Issue #2708, opened 2023-08-17
Missed details about adding private certificate


afastronomer:
### Issue Type

Inaccurate, misleading, or out-of-date information, Missing content for an existing feature

### Links to Affected Docs

https://docs.astronomer.io/astro/develop-project#add-a-ca-certificate-to-an-astro-runtime-image

### The Issue or Context

Important details are missed in instruction.

manmeetkaur:
latest update on this: https://github.com/astronomer/docs/pull/2709#issuecomment-1717871436

lzdanski:
Discussion reopened: https://astronomer.slack.com/archives/CL44PA4DB/p1697558617305879

PR #2709, opened 2023-08-17
Update develop-project.md

afastronomer:
correction for CA cert adding part

### DIFF
--- a/astro/develop-project.md
+++ b/astro/develop-project.md
@@ -579,10 +579,14 @@ Your Astro project can now utilize Python packages from your private PyPi index.
 
 ### Add a CA certificate to an Astro Runtime image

[WORK ORDER]: For the listing above, say how many lines hold the word "image". Nothing but the number is needed.

[TASK OUTPUT]: 2